WHAT THE TASK REQUIRES - Repeat only the lines below from the one containing "2. We handle" through the one containing "(pair flag:g gang:v6:gv))", inclusive, exactly as written.

━━ DATASET RECORDS ━━

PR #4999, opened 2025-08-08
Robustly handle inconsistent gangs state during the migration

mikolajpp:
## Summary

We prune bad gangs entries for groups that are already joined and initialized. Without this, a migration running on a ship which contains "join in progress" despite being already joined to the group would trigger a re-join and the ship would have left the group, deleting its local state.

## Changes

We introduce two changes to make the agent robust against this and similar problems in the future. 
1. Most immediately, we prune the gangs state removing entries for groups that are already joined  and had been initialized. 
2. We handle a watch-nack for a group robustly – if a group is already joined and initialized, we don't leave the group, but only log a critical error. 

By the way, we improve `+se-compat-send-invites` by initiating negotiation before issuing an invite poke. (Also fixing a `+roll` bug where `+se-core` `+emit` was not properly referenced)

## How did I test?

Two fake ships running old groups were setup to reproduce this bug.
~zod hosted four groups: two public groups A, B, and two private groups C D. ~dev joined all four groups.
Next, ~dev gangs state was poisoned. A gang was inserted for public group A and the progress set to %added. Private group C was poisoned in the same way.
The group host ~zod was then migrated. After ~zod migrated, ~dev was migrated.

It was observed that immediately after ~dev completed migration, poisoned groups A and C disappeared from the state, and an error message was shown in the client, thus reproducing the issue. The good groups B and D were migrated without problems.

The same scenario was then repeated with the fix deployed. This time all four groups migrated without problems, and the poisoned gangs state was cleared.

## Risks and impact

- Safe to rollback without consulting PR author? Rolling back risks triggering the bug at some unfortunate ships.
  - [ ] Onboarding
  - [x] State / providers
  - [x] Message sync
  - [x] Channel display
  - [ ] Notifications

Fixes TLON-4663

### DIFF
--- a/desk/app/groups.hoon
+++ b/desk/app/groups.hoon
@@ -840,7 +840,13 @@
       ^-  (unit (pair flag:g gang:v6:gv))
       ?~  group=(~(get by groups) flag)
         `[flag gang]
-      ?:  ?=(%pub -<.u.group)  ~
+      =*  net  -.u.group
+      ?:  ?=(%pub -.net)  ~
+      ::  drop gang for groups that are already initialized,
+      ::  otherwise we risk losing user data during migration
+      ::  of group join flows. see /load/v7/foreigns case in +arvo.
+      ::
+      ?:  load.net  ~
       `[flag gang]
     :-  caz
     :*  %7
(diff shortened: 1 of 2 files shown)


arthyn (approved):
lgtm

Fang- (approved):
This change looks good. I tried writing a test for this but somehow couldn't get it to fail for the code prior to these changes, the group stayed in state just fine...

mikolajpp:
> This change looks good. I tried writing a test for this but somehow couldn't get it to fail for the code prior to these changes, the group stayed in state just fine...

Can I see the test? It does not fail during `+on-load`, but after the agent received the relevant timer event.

━━━
━━ DATASET RECORDS ━━

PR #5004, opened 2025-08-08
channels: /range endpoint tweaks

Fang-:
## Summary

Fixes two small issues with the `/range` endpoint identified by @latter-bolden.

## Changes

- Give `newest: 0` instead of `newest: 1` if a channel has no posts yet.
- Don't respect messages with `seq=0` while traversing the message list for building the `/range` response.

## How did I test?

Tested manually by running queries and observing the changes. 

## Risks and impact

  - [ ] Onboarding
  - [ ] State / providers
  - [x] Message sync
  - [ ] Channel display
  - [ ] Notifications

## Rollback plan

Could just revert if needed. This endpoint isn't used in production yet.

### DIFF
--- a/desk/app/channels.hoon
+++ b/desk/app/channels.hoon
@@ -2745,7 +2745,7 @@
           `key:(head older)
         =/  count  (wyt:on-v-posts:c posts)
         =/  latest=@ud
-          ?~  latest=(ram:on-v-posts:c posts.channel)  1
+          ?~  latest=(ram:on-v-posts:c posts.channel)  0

━━━

ANSWER BELOW -
2. We handle a watch-nack for a group robustly – if a group is already joined and initialized, we don't leave the group, but only log a critical error. 

By the way, we improve `+se-compat-send-invites` by initiating negotiation before issuing an invite poke. (Also fixing a `+roll` bug where `+se-core` `+emit` was not properly referenced)

## How did I test?

Two fake ships running old groups were setup to reproduce this bug.
~zod hosted four groups: two public groups A, B, and two private groups C D. ~dev joined all four groups.
Next, ~dev gangs state was poisoned. A gang was inserted for public group A and the progress set to %added. Private group C was poisoned in the same way.
The group host ~zod was then migrated. After ~zod migrated, ~dev was migrated.

It was observed that immediately after ~dev completed migration, poisoned groups A and C disappeared from the state, and an error message was shown in the client, thus reproducing the issue. The good groups B and D were migrated without problems.

The same scenario was then repeated with the fix deployed. This time all four groups migrated without problems, and the poisoned gangs state was cleared.

## Risks and impact

- Safe to rollback without consulting PR author? Rolling back risks triggering the bug at some unfortunate ships.
  - [ ] Onboarding
  - [x] State / providers
  - [x] Message sync
  - [x] Channel display
  - [ ] Notifications

Fixes TLON-4663

### DIFF
--- a/desk/app/groups.hoon
+++ b/desk/app/groups.hoon
@@ -840,7 +840,13 @@
       ^-  (unit (pair flag:g gang:v6:gv))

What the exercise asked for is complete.